What you need to be talking about is $\displaystyle \Omega(f+g)$ and not $\Omega(f) + \Omega(g)$ as $\Omega(f)$ and $\Omega(g)$ are sets.
If $\displaystyle |h(x)| \ge c_1 |f(x)|$ and $\displaystyle |h(x)| \ge c_2 |g(x)|$ then we have that
\displaystyle |h(x)| \ge \frac{c}{2} (|f(x)| + |g(x)|) \ge c' |f(x) + g(x)|, where $\displaystyle c = \text{min}\{c_1, c_2\}$.
Thus if $\displaystyle h \in \Omega(f)$ and $\displaystyle h \in \Omega(g)$, then $h \in \Omega(f+g)$.
But in your case, even though you have a variable number of sub-problems, I am not really sure I completely agree with Alon.
It really depends on what you consider to be variable when you consider each sub-problem.
If $n,k$ are the variables, and you have a a constant $c$ (independent of $n$ and $k$) such that each of the $\frac{n}{k}$ independent sub-problems is of size at least $c k \log k$, then you can add them up the way you did, to get the total size.
For instance consider the problem where an array is almost sorted: each element is within $k$ of its original position. You can sort the array by sorting $\frac{n}{k}$ chunks of $2k$ elements each. If you wanted to consider the total time taken, say with the algorithm you picked for sorting, each chunk always takes $\Omega(k\log k)$ time, then the total time is indeed $\Omega(n \log k)$.
If you had the $i^{th}$ subproblem constant, be a function of $i$, then it is not really a constant, as it depends on $\frac{n}{k}$.
Now if you allowed the $i^{th}$ sub-problem constant to be independent of $k$, but not $n$, then adding them up becomes kind of meaningless and could lead to incorrect results, as Alon noted.
Note: If you were trying to prove an $\Omega(n \log k)$ lower bound for sorting in the above problem, by considering $n/k$ sub-problems of size $k$, just adding like that is not a proof of overall lower bounds.
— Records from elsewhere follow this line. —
PR #29565, opened 2024-09-22
[bitnami/mongodb] Fixed arbiter anti affinity rules to prevent it from running on the same node of a primary/secondary replica

santimar:
### Description of the change

Modified arbiter `podAntiAffinity` to prevent it from running on the same node of a primary/secondary replica

### Benefits

When deploying the chart using `architecture=replicaset`, a replicaset with 1 primary, 1 secondary and 1 arbiter is created by default.
Primary and secondary pod are created on the `mongodb` statefulset and the arbiter is created on `mongo-arbiter` statefulset.
Primary/secondary and arbiter have different `antiAffinity` rules, so it may happen that the arbiter is scheduled on the same node of the primary/secondary replica.

This is a problem since, if a node with a primary/secondary replica goes down, the arbiter is supposed to participate in  election for primary.
If both the regular replica and the arbiter goes down, the replicaset can't elect a new primary and this defect the whole purpose of having an arbiter.

This change will allow for a better resiliency against node crashes. 

### Possible drawbacks

None

### Additional information

I've also hardcoded 1 replica in arbiter, since it's not safe nor advised to use multiple arbiters.
see: https://www.mongodb.com/docs/manual/core/replica-set-arbiter/#concerns-with-multiple-arbiters

Arbiter replica was already defaulting to 1, I just made it explicit. 

### Checklist

### DIFF
--- a/bitnami/mongodb/Chart.yaml
+++ b/bitnami/mongodb/Chart.yaml
@@ -39,4 +39,4 @@ maintainers:
 name: mongodb
 sources:
 - https://github.com/bitnami/charts/tree/main/bitnami/mongodb
-version: 15.6.25
+version: 15.6.26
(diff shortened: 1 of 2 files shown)


juan131 (approved):
Thanks so much! Your changes make sense in order to make the chart more robust. LGTM

PR #29573, opened 2024-09-23
[bitnami/keycloak] Fix underlying env var for `.Values.proxyHeaders`

### LINKED ISSUE #29533: Setting keycloak proxy headers is broken
### Name and Version

bitnami/keycloak 21.4.1

amd64

1. Using a reverse proxy that sets the `X-Forwarded-*` headers (Traefik in our case)
2. Set `proxyHeaders` to `xforwarded`
3. notice that the header is not respected

`ingress.enable: false` because we use a custom ingress route for Traefik

The expected behaviour is that keycloak logs the client IP address by reading the `X-Forwarded-For` header set by our reverse proxy. 

### What do you see instead?

When setting `proxyHeaders: xforwarded` in values.yaml keycloak continues to log the internal IP of our reverse-proxy. 

### Additional information

I have dived into the chart I have found the issue. The env var set here: https://github.com/bitnami/charts/blob/ea6a6a963f9c8a01fc9425301263560b69b79c6d/bitnami/keycloak/templates/configmap-env-vars.yaml#L20 should be called `KC_PROXY_HEADERS` not `KEYCLOAK_PROXY_HEADERS`. If I manually set this env var then the header is respected in the keycloak logs. Unless something has changes between keycloak v24.0.5 (chart v21.4.1) and keycloak v25 (chart v on main) then you can ignore and close this issue.

matthijswolters-rl:
### Description of the change

This PR aims to fix the naming of a keycloak env var that allows the client IP to be read from forwarded headers when using a reverse-proxy. The naming of the env var was incorrect meaning that the value `proxyHeaders` set in `values.yaml` did not achieve its intended goal. After this fix the client IP is correctly set in the keycloak logs.

The relevant keycloak documentation page can be found here: https://www.keycloak.org/server/reverseproxy#_configure_the_reverse_proxy_headers

### Benefits

The client IP forwarded by a reverse proxy in either the `Forwarded` header or the `X-Forwarded-*` headers can now successfully be read by keycloak.

### Possible drawbacks

No known drawbacks.

### Applicable issues

- fixes #29533 

### Additional information

It might be valuable to do a check of all env vars set by this chart. The keycloak docs say that all keycloak env vars are prefixed with `KC_*` rather than with `KEYCLOAK_*`. The relevant keycloak docs are here: https://www.keycloak.org/server/configuration#_formats_for_configuration

### Checklist

### DIFF
--- a/bitnami/keycloak/CHANGELOG.md
+++ b/bitnami/keycloak/CHANGELOG.md
@@ -1,8 +1,12 @@
 # Changelog
 
-## 22.2.6 (2024-09-19)
+## 22.2.7 (2024-09-23)
 
-* [bitnami/keycloak] Release 22.2.6 ([#29542](https://github.com/bitnami/charts/pull/29542))
+* [bitnami/keycloak] Fix underlying env var for `.Values.proxyHeaders` ([#29573](https://github.com/bitnami/charts/pull/29573))
+
+## <small>22.2.6 (2024-09-19)</small>
+
+* [bitnami/keycloak] Release 22.2.6 (#29542) ([754f9e2](https://github.com/bitnami/charts/commit/754f9e2365ab6d0786a997e4d582e2b6ce92c237)), closes [#29542](https://github.com/bitnami/charts/issues/29542)
 
 ## <small>22.2.5 (2024-09-16)</small>
 
--- a/bitnami/keycloak/CHANGELOG.md
+++ b/bitnami/keycloak/CHANGELOG.md
@@ -1,6 +1,6 @@
 # Changelog
 
-## 22.2.7 (2024-09-23)
+## 22.2.7 (2024-09-24)
 
 * [bitnami/keycloak] Fix underlying env var for `.Values.proxyHeaders` ([#29573](https://github.com/bitnami/charts/pull/29573))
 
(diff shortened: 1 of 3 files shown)


Kajot-dev:
I do not think it rigth. You are correct that `KC_PROXY_HEADERS` is the correct env to set the value directly.
But that skips validation. `KEYCLOAK_PROXY_HEADERS` is meant for https://github.com/bitnami/containers/blob/f75effba29a8029a866c9b41bcf444c10fe6e98f/bitnami/keycloak/25/debian-12/rootfs/opt/bitnami/scripts/libkeycloak.sh#L248 which earlier validates the value

FYI `KEYCLOAK_*` variables are used and validated by Bitnami scripts A LOT. Using `KEYCLOAK_*` instead of `KC_*` is **intended**. See: https://github.com/bitnami/containers/blob/f75effba29a8029a866c9b41bcf444c10fe6e98f/bitnami/keycloak/25/debian-12/rootfs/opt/bitnami/scripts/keycloak-env.sh#L26

Kajot-dev:
Related PRs:
https://github.com/bitnami/charts/pull/27890
https://github.com/bitnami/containers/pull/67957
aaand a fix https://github.com/bitnami/charts/pull/28530

PR #29578, opened 2024-09-23
[bitnami/rabbitmq-cluster-operator] Add PodDistruptionBidget (PBDs)

pinkavaj:
### Description of the change

Add PodDisruptionBudget (PBD) to allow run the RabbitMQ Operator in HA mode.  This is useful for production, because when the `messaging-topology-operator` pod is eg re-scheduled the `validating-webhook` cannot be called and this hinders cluster usability, if running only in single pod with no PDB.

### Benefits

Reduces time when the usability of the K8s cluster is reduced.

### Possible drawbacks

Adds PDB even when running in single pod mode, I see no issue with this, seems this is also default for most of the present charts.

### Checklist


juan131 (approved):
Thanks for this great contribution! LGTM

PR #29645, opened 2024-09-27
[bitnami/opensearch] Fix typo in dashboards.fullname helper

lindhe:
### Description of the change

This change fixes what looks like a typo in the definition of the fullname helper template for the dashboard component.

### Benefits

I assume this was a typo. Looks like a copy-paste error based on the corresponding helper template for the data component.

### Possible drawbacks

This is technically a breaking change, so I guess we cannot publish it without a major version bump. Before I change the chart version, please confirm to me that we should do that.

### Applicable issues

n/a

### Additional information

If I were you, I'd double check if the same issue exists in the bitnami/elasticsearch chart.

### Checklist


lindhe:
BTW, I've not tested this _at all_. I just looks like an obvious typo so I wanted to point it out to you. Do what you will with this PR. :)

carrodher:

lindhe:
Done!

lindhe:
Ah, sorry. I did have it on the first commit, missed it on the chart bump. Will fix it. Do Bitnami have a recommended Git hook that helps me not forget?

lindhe:
Come to think of it, I think I made that via GitHub web GUI. Have you not checked this box in the repo settings?

image

bitnami/opensearch/Chart.yaml
```diff
@@ -30,4 +30,4 @@ maintainers:
 name: opensearch
 sources:
 - https://github.com/bitnami/charts/tree/main/bitnami/opensearch
-version: 1.3.7
+version: 2.0.0
```
dgomezleon, line 33: I would go with a patch instead:
```suggestion
version: 1.3.8
```

dgomezleon (commented):
The change LGTM. Just a minor change regarding the version.

bitnami/opensearch/Chart.yaml
lindhe: Sure, we can do that if you want. I just want to be clear that this might be a breaking change for some people, since the old config and new config will have different outcomes. While the old outcome was probably not the intended outcome, it's possible that people learned to expect these exact resource names and thus depend on that old incorrect behavior.

It's not so clear-cut whether bug fixes are breaking changes or not. If we had an app with an API and the API spec stayed the same but a bug was fixed, I think it's fair to call it a non-breaking change. But in our case, we have no API (or perhaps the whole chart can be considered the API spec), so it's hard to tell what's breaking or not.

lindhe: But you are the maintainer, so if you want to call this a non-breaking change that's fine by me.

dgomezleon (dismissed):

dgomezleon (approved):

PR #29667, opened 2024-09-30
[actions] CI pipeline: Check hardcoded images

migruiz4:
### Description of the change

Adds a new step to the CI pipeline that checks the chart does not include hardcoded images in its templates.

The goal of this feature is to avoid accidentally merging charts that have containers defined directly in the manifests instead of using the values.yaml.

The action searches for any `image:` key in the `${CHART}/templates` folder and checks it is formatted as `image: {{ ... }}`.

Images formatted as plain text will cause the workflow to fail, e.g. `image: foo/bar`

### Checklist

### DIFF
--- a/.github/workflows/ci-pipeline.yml
+++ b/.github/workflows/ci-pipeline.yml
@@ -114,7 +114,7 @@ jobs:
             if [[ $image != {{*}} ]]; then
               hardcoded_images+=("${image}")
             fi
-          done <<< "$(grep -REoh "image:\s+[\"']*.+[\"']*\s*$" "charts/bitnami/${CHART}/templates" | sed "s/image: [\"']*//" | sed "s/[\"']*$//")"
+          done <<< "$(grep -REoh "^\s*image:\s+[\"']*.+[\"']*\s*$" "charts/bitnami/${CHART}/templates" | sed "s/image: [\"']*//" | sed "s/[\"']*$//")"
 
           echo "${hardcoded_images[@]}"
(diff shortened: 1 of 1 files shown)


.github/workflows/ci-pipeline.yml
```diff
@@ -89,6 +89,52 @@ jobs:
...
+        name: Look for hardcoded images
+        env:
+          CHART: ${{ needs.get-chart.outputs.chart }}
+        run: |
+          hardcoded_images=()
+          while read -r image; do
+            if [[ $image != {{*}} ]]; then
+              hardcoded_images+=("${image}")
+            fi
+          done <<< "$(grep -REoh "image:\s+[\"']*.+[\"']*\s*$" "charts/bitnami/${CHART}/templates" | sed "s/image: [\"']*//" | sed "s/[\"']*$//")"
```
juan131, line 117: Should the 1st regexp be like this instead?
```diff
-image:\s+[\"']*.+[\"']*\s*$
+^\s*image:\s+[\"']*.+[\"']*\s*$
```
Regarding the last "sed", maybe it's simpler to use `tr -d '"'`

migruiz4: I will add the `^\s*` to the regexp for extra protection in case of mismatch / false positive.

Regarding the `tr -d` I'm not so sure, since I want the command to remove both single and double quotes exclusively from the end of the string. For example, from `"{{ include "helper.example" . }}"` I want to keep inner quotes, not remove every quote.

juan131 (approved):

PR #29668, opened 2024-09-30
[bitnami/common] Add common.tplvalues.merge-overwrite helper

### LINKED ISSUE #29566: [bitnami/common] `common.tplvalues.merge` ignores precedence on falsy values
### Name and Version

bitnami/common 2.23.0

None

1. Have two dicts with the following values in your chart:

In the worst case, each sub-problem could be $\Omega(k \log k)$, but when you hit the worst case for one sub-problem, you might be hitting the best case for another. So even claiming $\Omega(k \log k)$ lower bounds for each sub-problem needs more proof.
You could add up for the upper bounds though. You can say that an algorithm would be $\mathcal{O}(n \log k)$ in the worst case (for instance, if you picked heap-sort), even though some sub-problem might take $\mathcal{o}(k \log k)$ comparisons (note: small oh), the total number of comparisons is essentially $\mathcal{O}(n \log k)$.